Students will use APIs almost every time they log onto the web. Whether they are buying concert tickets on SeatGeek, or they are browsing for gifts on Amazon, there is some element of an API involved in what they are doing. But most students do not understand how the web works and the programming concepts that go into this. Educating students in this respect will not only allow them to get more out of what they do, but to potentially apply this concept themselves.

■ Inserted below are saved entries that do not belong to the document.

PR #398, opened 2023-02-28
fix: port typo

Cifko:
Description
---
Fix port typo. We want the default port for UI to be on port 5000.


sdbondi (approved):

stringhandler:
Lol I preferred it on 15000

sdbondi:
lol :) I agree with that - I was helping someone with weird HTTP denied errors which I thought might be because of port 5000 being in use on their machine.

Cifko:
should we change the VN as well?

stringhandler:
probably, but it should be a different port to the indexer

PR #399, opened 2023-02-28
fix: add additional checks hotstuff checks

Cifko:
Description
---
Add additional checks for hotstuff.
- track who we asked from foreign committee.
- track how many times they sent election in progress.
Added two tests to confirm that hotstuff is currently broken.

How Has This Been Tested?
---
Cargo test.


dan_layer/integration_tests/src/test_consensus.rs
```diff
@@ -644,6 +644,34 @@ async fn test_leader_fails_only_foreignly() {
     instance1.assert_shuts_down_safely().await;
 }
 
+#[tokio::test(flavor = "multi_thread", worker_threads = 2)]
+async fn test_if_hostuff_is_broken() {
```
stringhandler: I lolled at the name, but I think we'll struggle to remember which part of hotstuff this is testing in a few months. Maybe `test_that_hotstuff_reaches_decide`

stringhandler: A very useful and strangely simple test

Cifko: I've changed it to better reflects what's wrong with it.

dan_layer/integration_tests/src/test_consensus.rs
```diff
@@ -644,6 +644,34 @@ async fn test_leader_fails_only_foreignly() {
     instance1.assert_shuts_down_safely().await;
 }
 
+#[tokio::test(flavor = "multi_thread", worker_threads = 2)]
```
stringhandler, line 638:
```suggestion
#[tokio::test(flavor = "multi_thread", worker_threads = 2)]
#[should_panic]
```

dan_layer/core/src/workers/hotstuff_waiter.rs
```diff
@@ -531,6 +530,10 @@ where
             (node.height() == last_vote_height && node.leader_round() > last_leader_round)) &&
             (*node.parent() == locked_node || node.height() > locked_height)
         {
+            // We did receive something from the leader, so he was elected.
+            self.election_in_progress.remove(&(node.shard(), payload_id));
+            // If this proposal was a result of foreing leader failure, we need to delete the data we no longer need.
```
sdbondi:
```suggestion
            // If this proposal was a result of foreign leader failure, we need to delete the data we no longer need.
```

dan_layer/core/src/workers/hotstuff_waiter.rs
```diff
@@ -675,6 +677,13 @@ where
             .choose_multiple(&mut rand::thread_rng(), how_many_to_ask)
             .cloned()
             .collect();
+        self.asked_foreign_members.insert(
+            (shard_id, payload_id),
+            selected_foreing_committee_members
```
sdbondi:
```suggestion
            selected_foreign_committee_members
```

dan_layer/integration_tests/src/test_consensus.rs
Cifko: Done. Reworked the test little bit to panic.

Cifko:
Added a new broken scenario.

dan_layer/integration_tests/src/test_consensus.rs
```diff
@@ -644,22 +644,97 @@ async fn test_leader_fails_only_foreignly() {
...
+    ] {
+        let proposals = test.get_proposals(0).await;
+        test.send_all_proposals_to_all_committees(proposals, 0).await;
+        if phase != HotstuffPhase::Decide {
+            let votes = test.get_all_votes(0).await;
+            test.all_leaders_receive_votes(votes, 0).await;
+        }
+    }
+    test.send_tx_new_to_committee(0, 0).await;
+    // When the VNs receive the same transacation, which is already done. The leader gets the last proposal (decide
```
sdbondi:
```suggestion
    // When the VNs receive the same transaction, which is already done. The leader gets the last proposal (decide
```

dan_layer/integration_tests/src/test_consensus.rs
```diff
@@ -796,6 +883,21 @@ impl Committee {
...
+        let hs_message = join_all(
+            self.instances
+                .iter_mut()
+                .map(|instance| timeout(*TEN_SECONDS, instance.rx_leader.recv()))
+                .collect::<Vec<_>>(),
+        )
+        .await;
+        assert!(
+            hs_message.iter().all(Result::is_err),
+            "No message should be send!\n{:?}",
```
sdbondi:
```suggestion
            "No leader messages should have been sent!\n{:?}",
```

sdbondi (commented):
Might be naive, but would we not be able to simply check that the high QC for the duplicate transaction is already committed and not send a NEWVIEW?

```rust
// in on_next_sync_view
if new_view.high_qc().unwrap().payload_height() == NodeHeight(3) {
            warn!("🔥 Transaction {} has already been committed. Ignoring", payload_id);
            return Ok(());
        }
```

Cifko:
> Might be naive, but would we not be able to simply check that the high QC for the duplicate transaction is already committed and not send a NEWVIEW?
> 
> ```rust
> // in on_next_sync_view
> if new_view.high_qc().unwrap().payload_height() == NodeHeight(3) {
>             warn!("🔥 Transaction {} has already been committed. Ignoring", payload_id);
>             return Ok(());
>         }
> ```

It could work, but I didn't change it yet because, I don't understand why do we read the qc from the DB on `on_next_sync_view`. IMHO a single payload_id should never trigger `on_next_sync_view` twice.  And I don't even  know what will happen if someone send the first transaction more than one time. So the `on_next_sync_view` will trigger before we have anything in the DB. (This can be tested). But IMHO we should have an in-memory hashset of currently processed transacation, so we can ignore this double transacation.

sdbondi:
I've manually tested this case, well sort of, when sending a transaction with the same pledges. One or both transactions get rejected (race condition). For the exact same transaction i.e. same hash, the mempool already handles this by not sending through to consensus. Obviously, in the unit tests we dont have a mempool.

EDIT: it is still possible for this case to occur because the transaction could be broadcast after it's finalized. We could add a "recent transactions" cache in the mempool to mitigate transactions being passed through, however unless that cache is persistent and unlimited in size it's not guaranteed to prevent this. 

In the end, the authority is the consensus database and so I think we should handle this within the consensus handlers.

Web API theory does not need to just be applied on the web. Think about what is happening in the field of medicine right now. Treatments for stroke, for example, are now being developed further so that they can be of help to those with Alzheimer’s, and vice versa. Exercise, which was once just the realm of athletes and health nuts, can improve bone density, muscle mass, and balance in the elderly, protecting them from injury if they fall. Concepts in one area have transferability and can provide benefits to completely different populations. Who knows what kind of benefits APIs will bring as more people study them and learn how to best apply them in the future?

I don’t believe that teaching students about APIs would be worthwhile unless it’s something that will have a positive impact on their lives. Thanks to the fact that these are so firmly established within the web right now, and the fact that there’s very little chance that they will go away in the near future, APIs certainly have some usefulness within our technology curricula. The degree to which they should be taught is up for debate, and there is probably not much use in teaching all students how to integrate a professional level API into their own site. But being familiar with what an API is and how it enhances the user experience is only going to help students to be more proficient with their web use.

Even if a student never becomes a web developer, the concept of a universally understood digital form of communication has great benefits to our students. My background is in teaching English, and communication is the cornerstone of what languages provide. They do have other benefits (cultural identity, coded speech, and more), but languages are essentially a way for two people to communicate back and forth. APIs, although a digital form of communication, provides much of these same benefits, and is worth at least a brief study in schools if only for this reason. All of the other benefits that come along with them are just icing on the cake.